Depends what you want to do. If you're planning to take a ride on Sir Richard Branson's proposed Virgin Galactic service, the plans are that you'll need a week, as opposed to the years it takes to train as an astronaut.
What that training will involve is unclear at present but David Ashford, director of Bristol Spaceplanes, reckons that a week is overkill.
"You could do it in a day," he says. "All you're doing is sitting in a seat and you're strapped in - you've got no control over anything. What Virgin Galactic are talking about is a very brief whip up to space and back, being out of the atmosphere for maybe a few minutes."
The training you need will mainly get you used to the g-forces experienced during the trip.
"When you come back in from space, you pull out of a [steep] dive," says Ashford. "You're talking about four or five g for 10-20 seconds. That's quite a lot.
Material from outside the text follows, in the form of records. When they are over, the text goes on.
PR #447, opened 2015-01-17
Add I/O scheduler information to validator.

rjnagal:
Sample output:

Block device setup: [Supported and recommended]
	Atleast one device supports 'cfq' I/O scheduler. Some disk stats can be reported.
	 Disk "dm-1" Scheduler type "none".
	 Disk "sda" Scheduler type "cfq".
	 Disk "dm-0" Scheduler type "none".

### DIFF
--- a/validate/validate.go
+++ b/validate/validate.go
@@ -235,6 +235,29 @@ func validateCgroupMounts() (string, string) {
 	return Supported, out
 }
 
+func validateIoScheduler(containerManager manager.Manager) (string, string) {
+	var desc string
+	mi, err := containerManager.GetMachineInfo()
+	if err != nil {
+		return Unknown, "Machine info not available\n\t"
+	}
+	cfq := false
+	for _, disk := range mi.DiskMap {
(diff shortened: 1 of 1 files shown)


validate/validate.go
```diff
@@ -235,6 +235,29 @@ func validateCgroupMounts() (string, string) {
...
+	for _, disk := range mi.DiskMap {
+		desc += fmt.Sprintf("\t Disk %q Scheduler type %q.\n", disk.Name, disk.Scheduler)
+		if disk.Scheduler == "cfq" {
+			cfq = true
+		}
+	}
+	// Since we get lot of random block devices, report recommended if
+	// at least one of them is on cfq. Report Supported otherwise.
+	if cfq {
+		desc = fmt.Sprintf("Atleast one device supports 'cfq' I/O scheduler. Some disk stats can be reported.\n") + desc
```
vishh: why use `fmt.Sprintf` here and below when they are just raw strings?

rjnagal: copy/paste :) fixed.

vishh:
LGTM

PR #448, opened 2015-01-18
Move network graphs above filesystem info for root.

rjnagal:
This is also consistent with the other container pages.


vmarmol:
LGTM

PR #449, opened 2015-01-18
Add blkio cgroup to list of supported subsystems

arkadijs:
I'm not sure this is intended omission, so looks like blkio should be there?
https://groups.google.com/forum/#!topic/google-containers/OyX_B_Qu-4c


vishh:
LGTM

vmarmol:
Not an intended omission. Thanks for the patch @arkadijs!

Issue #452, opened 2015-01-20
cAdvisor from HEAD crashes while calculating cpu load


vishh:
Here is the stack trace:

I0120 04:55:23.919359 21096 cadvisor.go:150] Starting cAdvisor version: "0.8.0" on port 8080
panic: runtime error: slice bounds out of range

goroutine 66 [running]:
runtime.panic(0x8d0100, 0xf04b2f)
        /usr/local/go/src/pkg/runtime/panic.c:279 +0xf5
bufio.(*Reader).Read(0xc208004f60, 0xc2080f8000, 0xf5, 0xf5, 0xfffffffffffffff0, 0x0, 0x0)
        /usr/local/go/src/pkg/bufio/bufio.go:184 +0x3b3
github.com/google/cadvisor/utils/cpuload.(*Connection).ReadMessage(0xc208117e30, 0x0, 0x0, 0x0, 0x0, 0x0, 0x0, 0x0)
        /home/vishnuk/go/src/github.com/google/cadvisor/utils/cpuload/conn.go:90 +0x168
github.com/google/cadvisor/utils/cpuload.getLoadStats(0xc208160014, 0xb, 0xc208117e30, 0x0, 0x0, 0x0, 0x0, 0x0, 0x0, 0x0)
        /home/vishnuk/go/src/github.com/google/cadvisor/utils/cpuload/netlink.go:228 +0x175
github.com/google/cadvisor/utils/cpuload.(*CpuLoadReader).GetCpuLoad(0xc2081371c0, 0xc20816ac00, 0x5a, 0x0, 0x0, 0x0, 0x0, 0x0, 0x0, 0x0)
        /home/vishnuk/go/src/github.com/google/cadvisor/utils/cpuload/cpuload.go:67 +0x2b8
github.com/google/cadvisor/manager.(*containerData).updateStats(0xc2081a8ea0, 0x0, 0x0)
        /home/vishnuk/go/src/github.com/google/cadvisor/manager/container.go:243 +0x1f5
github.com/google/cadvisor/manager.(*containerData).housekeepingTick(0xc2081a8ea0)
        /home/vishnuk/go/src/github.com/google/cadvisor/manager/container.go:205 +0x2d
github.com/google/cadvisor/manager.(*containerData).housekeeping(0xc2081a8ea0)
        /home/vishnuk/go/src/github.com/google/cadvisor/manager/container.go:167 +0x1d1
created by github.com/google/cadvisor/manager.(*containerData).Start
[...]

PR #453, opened 2015-01-20
Add error checks for netlink read.

rjnagal:


rjnagal:
Couldn't repro #452 but this might help get some error message instead of panic.

vmarmol:
LGTM

PR #463, opened 2015-01-26
Add load from all task groups to root.

rjnagal:
This makes our root load much closer to the one reported by top.


vmarmol:
This is different with the netlink implementation no? Are we sure we want to have those be different? Seems like we won't be able to have a stable return in the API if that's the case.

rjnagal:
That's true. I am trying to figure out a way to make netlink implementation
hierarchical. One way is to run a similar housekeeping loop in there to
discover all containers and return cached stats.

Without this fix, we can't use root load information anywhere up the stack.
How about switching to sched debug as the primary way till we get
hierarchical behavior working with netlink?

vmarmol:
SGTM, especially since most of our users run us in a container. Doing the housekeeping in netlink doesn't sound so bad either.

rjnagal:
Closing this. Sent another PR to make scheddebug the preferred option. Let's do another one to make all load stats hierarchical under scheddebug.

PR #838, opened 2015-07-25
Add custom metrics to spec.

rjnagal:
Remove spec-related fields from stat.
We can simplify the stats a bit further by handling Int and Float better.
But this was big enough change already.
Verified v1 and v2 spec/stats/appmetrics APIs.

### DIFF
--- a/info/v1/metric.go
+++ b/info/v1/metric.go
@@ -32,38 +32,21 @@ const (
 	MetricDelta = "delta"
 )
 
-// An exported metric.
-type Metric struct {
+// Spec for custom metric.
+type MetricSpec struct {
 	// The name of the metric.
 	Name string `json:"name"`
 
 	// Type of the metric.
 	Type MetricType `json:"type"`
-
-	// Metadata associated with this metric.
-	Labels map[string]string
-
-	// Value of the metric. Only one of these values will be
-	// available according to the output type of the metric.
-	// If no values are available, there are no data points.
-	IntPoints   []IntPoint   `json:"int_points,omitempty"`
-	FloatPoints []FloatPoint `json:"float_points,omitempty"`
 }
 
-// An integer metric data point.
-type IntPoint struct {
+// An exported metric.
+type MetricVal struct {
 	// Time at which the metric was queried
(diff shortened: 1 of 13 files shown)


rjnagal:
@anushree-n @vmarmol Still a bunch of cleanup to do, but I think this is a more condensed format for stats and would be easier to handle.

info/v1/metric.go
```diff
@@ -32,38 +32,21 @@ const (
...
+// Spec for custom metric.
+type MetricSpec struct {
 	// The name of the metric.
 	Name string `json:"name"`
 
 	// Type of the metric.
 	Type MetricType `json:"type"`
-
-	// Metadata associated with this metric.
-	Labels map[string]string
```
vmarmol: The labels should go with the values?

vmarmol:
@anushree-n and I spoke on Friday and we thought that we may want to break the custom metrics into their own completely (not rely on Stats). This is more in line with where we want to go long-term with everything being a metric. I'm OK with putting them in Stats as we're doing here in the short-term if we think it'll make things simpler. From some of the issues with storage, it may not.

info/v1/metric.go
rjnagal: I didn't know what the labels for each metric were supposed to do? For now, I just removed it.

vmarmol: We spoke a bit offline, but labels allow us to identify different parameters of the same metric. For example, if I am exporting disk size as the "disk_size" metric and I have 2 disk: sda1 and sda2 I can export a label "disk_id=sda1" to specify these metrics are for that disk

rjnagal: I see. Wouldn't we have naming conflicts if we have two stats series that are both called disk_usage and disambiguation depends on the label. I would lean towards pushing that kind of info in the name, in a structured way.

I think this will be relevant when we implement a prometheus reader. Let's revisit it then.

rjnagal:
Chatted with Victor. He has no big issues with the change as such. Merging it and following up with other PRs to resolve issues around namespacing and timestamp alignment.

PR #839, opened 2015-07-30
Add units and data type to spec for custom metrics.

rjnagal:
Renamed units to data_type in collector config.
Use units for actual display units eg MB/s, "number of connections".


rjnagal:
@anushree-n This invalidates existing scripts because:
- we renamed units to data_type.
- dropped supporting both int and integer, just using int.

jnagal:nginx has the updated config.

vmarmol:
LGTM

PR #841, opened 2015-08-01
Add an option to not display some custom metrics on UI.

rjnagal:
These metrics are still accessible from the API.

### DIFF
--- a/collector/config.go
+++ b/collector/config.go
@@ -29,22 +29,26 @@ type Config struct {
 
 // metricConfig holds information extracted from the config file about a metric
 type MetricConfig struct {
-	//the name of the metric
+	// the name of the metric
 	Name string `json:"name"`
 
-	//enum type for the metric type
+	// enum type for the metric type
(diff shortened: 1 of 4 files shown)


vmarmol:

You probably have to go in a centrifuge [in training] to check out you're OK."
Prospective passengers will also need a medical exam, but Ashford says this will probably be straightforward. In any case, a lot of the training will be just a precaution.
"Because this is a new industry, the authorities will start off being cautious and only take fit people and give them a lot more training than they need," says Ashford. "We'll find out by trial and error what training, what medical tests are needed."
Ashford says that if the Virgin plan is successful, it could trigger the far more tantalising idea of developing commercial spacecraft that can go into orbit, and potentially send people into space to stay in hotels there. In this case, passengers would need lots more training. They would be wearing pressure suits (so they'd need to know how to operate those) and would need to be happy with weightlessness by training in aeroplanes on parabolic flights - the so-called "vomit comets".
Ashford says: "In 15 years' time there will be a million people a year going to space hotels."